Sunday, the Air Conditioner shot craps.  I was out working in the yard, and heard a loud noise, out back.  I went there and heard a loud humming noise coming from the Air conditioner.  A little basic troubleshooting looked like the compressor had broken.  I left a message with a good local company, and their guy came out on Memorial Day and verified what I thought.  Today, they installed a whole new York 4 ton unit, and inside evaporator, and we are back to normal...Minus a hefty hit to the checkbook.    

Tuesday, I was doing some mowing, and decided to take a break.  When I came back to the mower after 10 minutes, it wouldn't start.  It looks like the carburetor has gone bad, and is flooding the hot engine when it is shut down.  I pulled the spark plugs and blew out the cylinders, and let it sit for an hour, and it finally cranked up again.  I'll pick up a new carb at the dealer tomorrow...another 50 bucks down the drain.  I'll save the old one, and rebuild it later this year, so I have a spare if this happens again.

This morning, I went down to the basement to empty a dehumidifier I keep down there, and it wasn't running.  The bucket was only half full...the unit had gone bad.  While the AC people were here I opened the dehumidifier up and it looks like the main control board is bad...good luck finding a spare part for that.  So, I'll be checking the prices at Lowes, Menard's, Home Depot, etc., in coming days, hoping for a sale.

I just hope this "threesome" is the end of this aggravation for now....its been one of those weeks.


----------



## Butterfly (Jun 3, 2016)

O had one of those weeks not long ago -- everything I touched fell apart.


----------



## Don M. (Jun 3, 2016)

Butterfly said:


> O had one of those weeks not long ago -- everything I touched fell apart.
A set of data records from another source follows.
Issue #5351, opened 2026-05-20
The dimension mismatch between Qwen3-TTS-12Hz-1.7B-VoiceDesign: speaker_embed caused the EngineCore to crash, and a single bad request brought down the entire service


koko6888:
### GPUStack version

dev 9a82231

### ▶️ Steps to reproduce

1. Deploy qwen3-tts-12hz-1.7b-voicedesign from catalog(use vllm 0.20.1)
2. Modify the task type : Base，Send request

<img width="2898" height="1568" alt="Image" src="https://github.com/user-attachments/assets/fc05b6be-2f34-4762-b322-701bc477e732" />
3. (model= Base) triggers crash:
INFO [serving_speech.py:1795] TTS speech request speech-8ec32db97418daee: text='你好', model=Base
...
ERROR [stage_engine_core_proc.py:106] StageEngineCoreProc encountered a fatal error.
ERROR [stage_engine_core_proc.py:106] Traceback (most recent call last):
ERROR   File ".../vllm_omni/model_executor/models/qwen3_tts/qwen3_tts_talker.py", line 1439, in _build_prompt_embeds
ERROR     codec_input = torch.cat([codec_input_0, speaker_embed, codec_input_1], dim=1)
ERROR RuntimeError: Sizes of tensors must match except in dimension 1.
ERROR Expected size 2048 but got size 1024 for tensor number 1 in the list.
4. The chain reaction after the collapse:
ERROR [orchestrator.py:333] [Orchestrator] Stage-0 is dead: EngineCore encountered an issue.
ERROR [orchestrator.py:206] [Orchestrator] Fatal error in orchestrator tasks
ERROR vllm.v1.engine.exceptions.EngineDeadError
INFO  [orchestrator.py:1209] [Orchestrator] Shutting down all stages
INFO  [core.py:1238] Shutdown initiated (timeout=0)
INFO  [core.py:1243] Aborting 1 requests
INFO  [core.py:1261] Shutdown complete
INFO:     Application shutdown complete.
ERROR [async_omni_engine.py:971] [AsyncOmniEngine] Orchestrator thread crashed

koko6888:
Verified in dev c119ad1

PR #5516, opened 2026-06-08
feat: add validation for Qwen3-TTS task type

yxf0314:
https://github.com/gpustack/gpustack/issues/5351
This is an upstream issue with vllm-omni. However, for a public API, we should implement defensive measures to prevent the model service from being crashed by malicious users.

### DIFF
--- a/gpustack/routes/worker/proxy.py
+++ b/gpustack/routes/worker/proxy.py
@@ -1,4 +1,5 @@
 import asyncio
+import json
 import logging
 import aiohttp
 from typing import Callable, List, Optional, Tuple
@@ -8,6 +9,7 @@ from starlette.background import BackgroundTask
 
 from gpustack.api.auth import worker_auth
 from gpustack.api.exceptions import (
+    BadRequestException,
     GatewayTimeoutException,
     ServiceUnavailableException,
     NotFoundException,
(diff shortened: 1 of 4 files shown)


gpustack/scheduler/meta_registry.py
```diff
@@ -147,7 +149,8 @@ def get_model_meta(pretrained_config: PretrainedConfig) -> Optional[Dict[str, an
         for arch in arch_set
     ):
         model_meta["languages"] = list(ISO639_1_SUPPORTED_LANGS.keys())
-    elif "Qwen3TTSForConditionalGeneration" in arch_set:
+    elif QWEN3_TTS_ARCHITECTURE in arch_set:
+        model_meta["architecture"] = QWEN3_TTS_ARCHITECTURE
```
gitlawr: How about we set architectures for all models when available, not merely for Qwen3 TTS

gpustack/routes/worker/proxy.py
```diff
@@ -70,6 +115,10 @@ async def proxy(path: str, request: Request):  # noqa: C901
             detail="Missing target port; ensure the request includes the routing header",
         )
 
+    # Reject incompatible TTS requests before the try below, so they surface as
+    # 400 instead of being swallowed into the catch-all 503.
+    await _validate_speech_task_type(request, path)
```
gitlawr, line 120: Doing this in worker proxy is a bit out of bounds. It also get passed when using other proxy mode. I suggest we provide sufficient metadata in the backend and improve UI validation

Yup, this has been quite a week.  The good thing is that this 14 yr. old AC unit broke down before the really hot weather arrives.  We had a couple of days of "inconvenience", and had to run some fans to stay comfortable, but had this happened in late July/August, we would have probably been camping out in a motel.  I just hope this is our "Fix-it" episode for this year.


----------